That is a valid point. I think that my desire for perfection isn't so much AS as a matter of how I was rejected as a child for being "different." I deducted that if I was "perfect" people would like me, so I struggled to do everything perfectly so there would be no flaw for people to use to reject me. It was a long time before I realized that there is no "perfect" that pleases everyone, and that the "reasons" I was given for being rejected were really "excuses" by people who simply did not like me and would never like me no matter what I did to try and please them.
it really depends on how that perfectionism is defined and expressed. when used to ensure projects are complete down to the last detail, its positive. when it increases a projects time to where it can mean deficits in cost or time value, its negative.
one negative aspect of perfectionism is that it often leads to narrow, rigid thinking. for instance, someone may believe that there is only one way to do something "right", when in fact there are many ways the task could be completed. this can lead to conflict with others in the home or workplace who do not follow the "right" way.
or perhaps they believe there is only one "right" belief system, and they become intolerant of others who are "wrong". that kind of thinking can lead to entire wars.
either way, perfectionism can be good or bad, depending how its expressed. it often leads to frustrating situations for both the perfectionist and those around him/her.
i say this as someone who suffers from ocpd traits, including a form of perfectionism. i can be very rigid in how things are suppose to be done, and some decisions (making the perfect choice) are excruciating for me.
I think it's possible that good things can come from perfectionism. That being said...

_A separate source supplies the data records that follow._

PR #6537, opened 2025-03-30
fix(http): use relative urls in file server dirlisting

### LINKED ISSUE #6536: http/file_server: Make links use relative urls

I commonly create servers which are responsible for hosting multiple (sub)domains. A pattern I often use is to rewrite the `request.url` property. That way I can visit `https://localhost:8080/https://example.com/path/to/foo` in my browser, and the request will be rewritten to just `https://example.com/path/to/foo`.

The problem with this is is that it breaks `serveDir()`, as any urls in the dir listing will now remove the domain part and redirect to a broken url.

Using relative urls would fix this issue and seems like it would be easy. After all entries in the dir listing are relative to the current directory, so only adding `./` in front of the urls should be enough.

I could try and use the original request in `serveDir()` but this approach seems more robust

jespertheend:
Closes #6536

### DIFF
--- a/http/file_server.ts
+++ b/http/file_server.ts
@@ -433,7 +433,8 @@ function createBaseHeaders(): Headers {
 }
 
 function dirViewerTemplate(dirname: string, entries: EntryInfo[]): string {
-  const paths = dirname.split("/");
+  const splitDirname = dirname.split("/").filter((path) => Boolean(path));
+  const headerPaths = ["home", ...splitDirname];
 
   return `
     <!DOCTYPE html>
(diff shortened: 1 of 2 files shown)


http/file_server.ts
```diff
@@ -373,7 +370,7 @@ async function serveDirIndex(
       continue;
     }
     const filePath = join(dirPath, entry.name);
-    const fileUrl = encodeURIComponent(posixJoin(dirUrl, entry.name))
+    const fileUrl = encodeURIComponent(entry.name)
```
jespertheend, line 373: Not sure if this should still use some `@std/path` magic here. I considered using `posixJoin(entry.name)` but that seems redundant.

kt3k (approved):
LGTM. Nice! Thanks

I am a huge perfectionist, and it affects me negatively quite often. I get hung up on projects, can't stop thinking about them, stress over it, and my stress manifests as physical pain. I get muscle spasms and it turns into severe headaches and nausea. (I just got over a headache that lasted two days.) I'm supposed to have been working on this, but I don't know how. I need everything just right. For example: I just finished this semester with a 3.9 GPA, but all I can think about is what I could have done in that one class I got a 'B' in.